İslam fıkhına göre bir kimsenin herhangi bir malı satabilmesi için, önce o mala sahip olması gerekir. Sahip olunmayan bir şeyin satılabilmesi, şüphesiz söz konusu değildir.
İslamî hükümlere göre, domuz eti, sarhoşluk veren içki ve benzerleri mallar Müslüman’ın sahip olabileceği mütekavvim bir mal değildir. Müslüman bunları satın alamaz, imal edemez ve edinemez. Bu itibarla, bir Müslüman’ın, müşteriler gayr-ı Müslim bile olsa, bu tür haram malların ticaretini yapması, dinen caiz değildir.
Hak anlamında Müslüman ile gayr-i Müslim arasında bir fark var mı?
İster Müslüman, ister gayr-ı Müslim olsun, başkasının hakkını yemek, gasp etmek vebal ve sorumluluğu çok ağır bir günahtır. Kul hakkı anlamında Müslüman ile Müslüman olmayan insan arasında bir fark yoktur. İster Müslüman’ın, ister gayr-ı Müslim’in olsun, dünyada ödenmeyen veya helallik elde edilmeyen hakkın karşılığı ahirette sorulur.
Bu itibarla; gerek Müslüman, gerek gayr-ı Müslim olsun, bir başkasının üzerimize geçmiş haklarını kendilerine iade etmek, ölmüşlerse, varislerine vermek veya onlarla helalaşmak gerekir. 0 da mümkün değilse Müslüman hakkı için, bir hayır kurumuna tasaddukta bulunmak ve gayr-ı Müslim hakkı için de amme menfaatine olan bir işe sarf etmek suretiyle bu dünyada ödeşme yoluna gidilmelidir.
Tabi kul hakkı sahibine veya mirasçılarına verilmedikçe düşmez. Hayrına vermek ya da amme menfaatine harcamak umulur ki anlayışı ile verilmektedir. Yoksa kul hakkı kesin affedilecek diye değil.
Kesilen hayvanın kanını kişinin alnına sürmek caiz mi?
Kesilen hayvanın kanını kişinin alnına sürmenin İslam dininde yeri yoktur. Dini kaynaklarımızda da böyle bir bilgi veya olur yoktur.
Bu uygulama daha çok başka kültür ve inançlardan İslam’a sokulmuş batıl ve hurafe bir uygulamadır. Dolayısıyla hangi gerekçe ile olursa olsun kesilen hayvanın kanını insanın alnına sürmek dinen uygun değildir.

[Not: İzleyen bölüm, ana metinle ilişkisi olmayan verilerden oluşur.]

PR #168, opened 2019-09-30
Added parser to read through vanilla_stats 

bornaehsani:
And generate a execution_stats.log file that prints out total execution time, number and fraction of each instruction executed, number and fraction of stalls and different types of misses.

### DIFF
--- a/software/py/generate_stats.py
+++ b/software/py/generate_stats.py
@@ -20,6 +20,29 @@ import re
 from enum import Enum
 
 
+instructions_list = ['instr','fadd','fsub','fmul','fsgnj','fsgnjn',\
+                     'fsgnjx','fmin','fmax','fcvt_s_w','fcvt_s_wu',\
+                     'fmv_w_x','feq','flt','fle','fcvt_w_s','fcvt_wu_s',\
+                     'fclass','fmv_x_w','local_ld','local_st',\
+                     'remote_ld','remote_st','local_flw','local_fsw',\
+                     'remote_flw','remote_fsw','lr','lr_aq',\
+                     'swap_aq','swap_rl','beq','bne','blt','bge','bltu',\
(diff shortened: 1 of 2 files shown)


software/py/generate_stats.py
```diff
@@ -0,0 +1,227 @@
...
+    self.print_stats_timing()
+    self.print_stats_instructions()
+    self.print_stats_stalls()
+    self.print_stats_miss()
+
+
+
+
+  # default stats generator
+  def generate_stats(self, input_file):
```
tommydcjung: I think there is a csv module for python.
https://docs.python.org/3.6/library/csv.html

software/py/generate_stats.py
```diff
@@ -0,0 +1,227 @@
...
+
+stalls_list = ['stall_fp_remote_load','stall_fp_local_load',\
+               'stall_depend','stall_depend_remote_load',\
+               'stall_depend_local_load','stall_force_wb',\
+               'stall_ifetch_wait','stall_icache_store',\
+               'stall_lr_aq','stall_md,stall_remote_req','stall_local_flw']
+
+
+
+class Stats:
```
tommydcjung: I would call it something more descriptive like VanillaStatsParser.
the filename should match the name of the python class in the file.

software/py/generate_stats.py
```diff
@@ -0,0 +1,227 @@
...
+#   ex) python3 generate_stats.py 4 4 vanilla_stats.log
+#
+#   {manycore_dim_y}  Mesh Y dimension of manycore
+#   {manycore_dim_x}  Mesh X dimension of manycore
+
+
+
+import sys
+import os
+import re
```
tommydcjung: 're' not used?

bornaehsani:
Stale. Replaced by PR #181 .

PR #175, opened 2019-10-03
stall_trace.log; fixed bug with stall_depend counting

tommydcjung:


software/spmd/hello_float/Makefile
```diff
@@ -1,46 +1,14 @@
-#########################################################
-# Network Configutaion
-# If not configured, Will use default Values
-#	bsg_global_X ?= $(bsg_tiles_X)
```
drichmond: Just curious - why was this Makefile changed?

tommydcjung: I was using it to generate vanilla_stall_trace.log. I would have used coremark or fft, if they worked, but both seem to be broken now.

software/py/blood_graph.py
```diff
@@ -45,14 +33,21 @@ def __init__(self, start_time, end_time, timestep):
...
 
-    self.parser = VanillaTraceParser()
-
   
   # main public method
   def generate(self, input_file):
-    # parse vanilla.log
-    traces = self.parser.parse(input_file)
-
+    # parse vanilla_stall_trace.log
```
vb000: Think script help message should be updated...

PR #176, opened 2019-10-03
Fix LLVM installation

drichmond:
I've removed the dependence that LLVM_DIR be a globally accessible directory. Now, it is built with the RISC-V tools on a clean installation. 

This makes bsg_manycore immediately portable to kk9, and simplifies the aws build process (a bit)

This also updates to cmake3 (instead of cmake) which means we no longer need to download and build cmake.

### DIFF
--- a/software/mk/Makefile.llvminstall
+++ b/software/mk/Makefile.llvminstall
@@ -7,10 +7,6 @@ ifndef RISCV_INSTALL_DIR
 endif
 
 llvm-install:
-	# Install cmake
-	wget https://github.com/Kitware/CMake/releases/download/v3.14.0-rc4/cmake-3.14.0-rc4-Linux-x86_64.sh -O cmake-install.sh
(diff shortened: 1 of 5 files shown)


software/mk/Makefile.llvminstall
```diff
@@ -7,10 +7,6 @@ ifndef RISCV_INSTALL_DIR
 endif
 
 llvm-install:
-	# Install cmake
-	wget https://github.com/Kitware/CMake/releases/download/v3.14.0-rc4/cmake-3.14.0-rc4-Linux-x86_64.sh -O cmake-install.sh
-	chmod +x cmake-install.sh && sudo ./cmake-install.sh --skip-license --prefix=/usr/local
-	rm cmake-install.sh
 	mkdir -p $(LLVM_DIR)/llvm-build && mkdir -p $(LLVM_DIR)/llvm-install
```
drichmond: We no longer need to build cmake3. We have a sufficient version on kk9

drichmond:
This is relatively high priority, since it unblocks people working on KK9

PR #177, opened 2019-10-07
Equivalent spike bins

vb000:
Mods to compile very similar binaries for spike and manycore.


drichmond:
I don't fully understand the the problem that this PR is addressing. Can you explain more?

vb000:
Binaries compiled for Spike are different from those compiled for Manycore, because both run different pieces of code to print to console, for example. This difference makes it tough for us to compare traces produced by those binaries against each other. To solve this problem, this pr adds a mode to compile very similar binaries which produce very similar traces. This is achieved by having a global variable called `spike_run`, which is used to conditionally run different pieces of code at runtime -- as opposed to producing different binaries at compile time.

drichmond:
Great description! Makes sense! Can you add this in the commit description when you merge?

PR #180, opened 2019-10-21
Vanilla core profiler update and bloodgraph refactor

bornaehsani:
1. Modified vanilla_core_profiler.v to output the specific type of instruction being executed instead of printing (no_stall)
2. Modified bloodgraph to draw all stall types and all instructions (instructions are drawn the same color for now, with the exception of integer, fp, and unknown instructions having their own color.)
3. Bloodgraph now has two modes, abstract and detailed. In abstract, most insignificant stall types are colored the same and focus is on ALU/FPU utilization instead of stall types.
4. Now using argparse for input arguments 
5. Thanks to @mrutt92 who added a python script to depict a visual color key for bloodgraph


testbenches/common/v/vanilla_core_profiler.v
```diff
@@ -701,7 +701,178 @@ module vanilla_core_profiler
...
+            else if (fcvt_wu_s_inc)
+              $fwrite(fd2,"%0t,%0d,%0d,%s", $time, my_x_i, my_y_i, "fcvt_wu_s");
+            else if (fclass_inc)
+              $fwrite(fd2,"%0t,%0d,%0d,%s", $time, my_x_i, my_y_i, "fclass");
+            else if (fmv_x_w_inc)
+              $fwrite(fd2,"%0t,%0d,%0d,%s", $time, my_x_i, my_y_i, "fmv_x_w");
+
+
+             else if (instr_inc | fp_instr_inc)
+              $fwrite(fd2,"%0t,%0d,%0d,%s", $time, my_x_i, my_y_i, "unknown");
```
tommydcjung: does this ever happen?

testbenches/common/v/vanilla_core_profiler.v
```diff
@@ -701,7 +701,178 @@ module vanilla_core_profiler
           else if (stall_local_flw)
             $fwrite(fd2,"%0t,%0d,%0d,%s", $time, my_x_i, my_y_i, "stall_local_flw");
           else
-            $fwrite(fd2,"%0t,%0d,%0d,%s", $time, my_x_i, my_y_i, "no_stall");
+          begin
+
+            if (local_ld_inc)
+              $fwrite(fd2,"%0t,%0d,%0d,%s", $time, my_x_i, my_y_i, "local_ld");
```
tommydcjung: lots of repeating code here! let me suggest a way to make it little better.

make a task like this.
```
 task print_trace(integer fd, string op);
    $fwrite(fd, "%0t,%0d,%0d,%s\n", $time, my_x_i, my_y_i, op);
  endtask
```

which then can be called like
```
print_trace(fd2, "stall_md");
```

testbenches/common/v/vanilla_core_profiler.v
tommydcjung: might happen if floating-point csr instruction is used in one of fdiv or fsqrt function.

software/py/blood_graph_key.py
```diff
@@ -0,0 +1,48 @@
...
+HEIGHT = 256
+DEFAULT_MODE = "detailed"
+
+def parse_args():
+    parser = argparse.ArgumentParser(description="Depicts a visual key for bloodgraph")
+    parser.add_argument("--mode", default=DEFAULT_MODE, type=str,
+                        help="Type of bloodgraph - abstract / detailed")
+    args = parser.parse_args()
+
+    if (not (args.mode == "abstract" or args.mode == "detailed")):
```
drichmond: Fun fact, you can write custom parsers so that you don't need to do this. 

https://docs.python.org/3.6/library/argparse.html#action

software/py/blood_graph_key.py
```diff
@@ -0,0 +1,48 @@
...
+
+
+if __name__ == "__main__":
+    args = parse_args()
+
+    bg = BloodGraph(0,1,1, args.mode)
+    img = Image.new("RGB", (WIDTH, HEIGHT), "black")
+    draw = ImageDraw.Draw(img)
+    font = ImageFont.load_default()
+    # get the size of the font
```
drichmond: This comment seems misplaced.

software/py/blood_graph_key.py
```diff
@@ -0,0 +1,48 @@
...
+
+    return args
+
+
+
+if __name__ == "__main__":
+    args = parse_args()
+
+    bg = BloodGraph(0,1,1, args.mode)
+    img = Image.new("RGB", (WIDTH, HEIGHT), "black")
```
drichmond: Why are WIDTH and HEIGHT constants?

software/py/blood_graph_key.py
```diff
@@ -0,0 +1,48 @@
...
+    draw = ImageDraw.Draw(img)
+    font = ImageFont.load_default()
+    # get the size of the font
+    yt = 0
```
drichmond: What does `yt` do? A more descriptive name would help

software/py/blood_graph_key.py
```diff
@@ -0,0 +1,48 @@
...
+    return args
+
+
+
+if __name__ == "__main__":
+    args = parse_args()
+
+    bg = BloodGraph(0,1,1, args.mode)
+    img = Image.new("RGB", (WIDTH, HEIGHT), "black")
+    draw = ImageDraw.Draw(img)
```
drichmond: does the draw object allow you to draw shapes in the image?

software/py/blood_graph_key.py
```diff
@@ -0,0 +1,48 @@
...
+        sys.exit()
+
+    return args
+
+
+
+if __name__ == "__main__":
+    args = parse_args()
+
+    bg = BloodGraph(0,1,1, args.mode)
```
drichmond: Does BloodGraph automatically generate an output image?

software/py/blood_graph_key.py
```diff
@@ -0,0 +1,48 @@
...
+    img = Image.new("RGB", (WIDTH, HEIGHT), "black")
+    draw = ImageDraw.Draw(img)
+    font = ImageFont.load_default()
+    # get the size of the font
+    yt = 0
+    # for each color in stalls...
+    for (key,color) in chain(bg.stall_bubble_color.iteritems(),
```
drichmond: Seems odd to name your iteration variable `key`, when you're drawing the key. Maybe cause would be better if you are iterating through the stall causes

software/py/blood_graph_key.py
```diff
@@ -0,0 +1,48 @@
...
+                             [("unified_instr"    ,bg.unified_instr_color),
+                              ("unified_fp_instr" ,bg.unified_fp_instr_color),
+                              ("unknown"          ,bg.unknown_color)]):
+        (font_height,font_width) = font.getsize(key)
+        yb = yt + font_width
+        #color = bg.stall_bubble_color[key]
+        draw.rectangle([0, yt, 64, yb], color)
```
drichmond: I don't understand what 0, 64, yt, and yb are for

software/py/blood_graph.py
```diff
@@ -3,48 +3,230 @@
...
-  def __init__(self, start_time, end_time, timestep):
+  def __init__(self, start_time, end_time, timestep, mode):
 
     self.start_time = start_time
     self.end_time = end_time
     self.timestep = timestep
+    self.mode = mode
+
+    # List of types of stalls incurred by the core 
+    self.stall_list    = ["stall_depend",
```
drichmond: I'd call this `stalls` and make it a set

software/py/blood_graph.py
```diff
@@ -3,48 +3,230 @@
...
+                          "stall_ifetch_wait",
+                          "stall_icache_store",
+                          "stall_lr_aq",
+                          "stall_md",
+                          "stall_remote_req",
+                          "stall_local_flw" ]
+
+
+    # List of types of integer instructions executed by the core 
+    self.instr_list    = ["local_ld",
```
drichmond: Same here. `instructions` and make it a set

software/py/blood_graph.py
```diff
@@ -101,50 +285,52 @@ def mark_trace(self, trace):
...
+  parser.add_argument("--start", default=DEFAULT_START_TIME, type=int,
+                      help="Starting cycle of bloodgraph")
+  parser.add_argument("--end", default=DEFAULT_END_TIME, type=int,
+                      help="Ending cycle of bloodgraph")
+  parser.add_argument("--timestamp", default=DEFAULT_TIMESTAMP, type=int,
+                      help="Distance between each trace in cycles")
+  args = parser.parse_args()
+
+  if (args.start > args.end):
+    parser.error("start cycle cannot be larger than end time.")
```
drichmond: https://docs.python.org/3.6/library/argparse.html#action

software/py/blood_graph.py
```diff
@@ -101,50 +285,52 @@ def mark_trace(self, trace):
...
+    sys.exit()
+
+  if (not (args.mode == "abstract" or args.mode == "detailed")):
```
drichmond: https://docs.python.org/3.6/library/argparse.html#action

drichmond:
In general, I think this is good. But sense a good portion of this is Python, I think it should be more intuitive and easier to comprehend. Most of my comments are to this effect.

I do have some questions about why the format and print methods are combined. In general, it's bad form to parse, format and print in the same method because it makes your code less reusable.

I don't understand why we need separate scripts for generating the key, and graph -- or why you need to create BloodGraph object during key generation. Do you need to access the class variables? Then those variables should be class variables, not instance variables.

Can discuss later today if need be.

software/py/blood_graph_key.py
mrutt92: Changing the font characteristics (i.e. the font height and width) looked like more trouble than it was worth. Given that, I picked a width and height that looked reasonable.

software/py/blood_graph_key.py
mrutt92: yes

software/py/blood_graph_key.py
mrutt92: No

mrutt92: You need to call generate() to do that.

software/py/blood_graph_key.py
drichmond: I'd argue that it should be called "drawer"

software/py/blood_graph_key.py
drichmond: Still want to know why creating a BloodGraph object is necessary

mrutt92: it was to harvest it for its internal members; moot now though as I've unified the scripts.

software/py/blood_graph_key.py
mrutt92: I like draw

testbenches/common/v/vanilla_core_profiler.v
bornaehsani: Yes I've seen it pop up in multiple regression test operation logs. I've named it unknown for now, until we can identify it later.

software/py/blood_graph_key.py
bornaehsani: Yeah I used argparse in the blood_graph.py, was too lazy to do the same for blood_graph_key.py, it's merged into blood_graph.py now (thanks to Max) so we're good.

testbenches/common/v/vanilla_core_profiler.v
bornaehsani: Great point! Done, thanks!

software/py/blood_graph_key.py
bornaehsani: changed it to "operation".

software/py/blood_graph.py
bornaehsani: Thanks for pointing it out! I added a TimeAction to take in time as start_time@end_time and check if start time is less than end time.

software/py/blood_graph.py
bornaehsani: Good point, modified the input argument to a --abstract argument which is false by default. Thanks!

bornaehsani:
Deprecated. Replaced by PR #198.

Namaz ile ilgili Takdim ve Tehir Nedir?
Yolculuk halindeyken ikindi namazını öğle namazı ile veya öğleyi ikindi ile ve yatsı namazını akşam namazı ile veya akşamı yatsı ile birleştirerek kılmak demektir.
Günün Ayeti
“Her günahkâr yalancının vay hâline!”
Casiye,45/7.
Günün Hadisi
“Hediyeleşin ki birbirinize sevginiz artsın ve aranızdaki düşmanlık yok olup gitsin.”
Muvatta, “Hüsnü'l-Huluk”, 4.
Günün Sözü
Helalin hesabı, haramın azabı olduğunu unutma
Abdülkâdir-i Geylâni
Günün Duası
Allah’ım günümüzü hayırlı kazancımızı bereketli eyle.
Bunları biliyor muyuz?
Darül-Ceza Nedir?
Dünyada iken yapılan işlerin karşılığının görüldüğü ahiret demektir.
Günün Nüktesi
Gıybet...
Hz. Peygamber de bu hususta şöyle buyurur:
“Gıybetin ne olduğunu biliyor musunuz?”
Sahabeler,
“Allah ve Resulü daha iyi bilir!” dediler.
Bunun üzerine:
“Birinizin, kardeşini hoşlanmayacağı şeyle anmasıdır!” açıklamasını yaptı.
Orada bulunan bir adam:
“Ya benim söylediğim anda varsa, (Bu da mı gıybettir?)” dedi.
Hz. Peygamber,
“Eğer söylediğin onda varsa gıybetini yapmış oldun. Eğer söylediğin onda yoksa bir de bühtanda (iftirada) bulundun demektir.”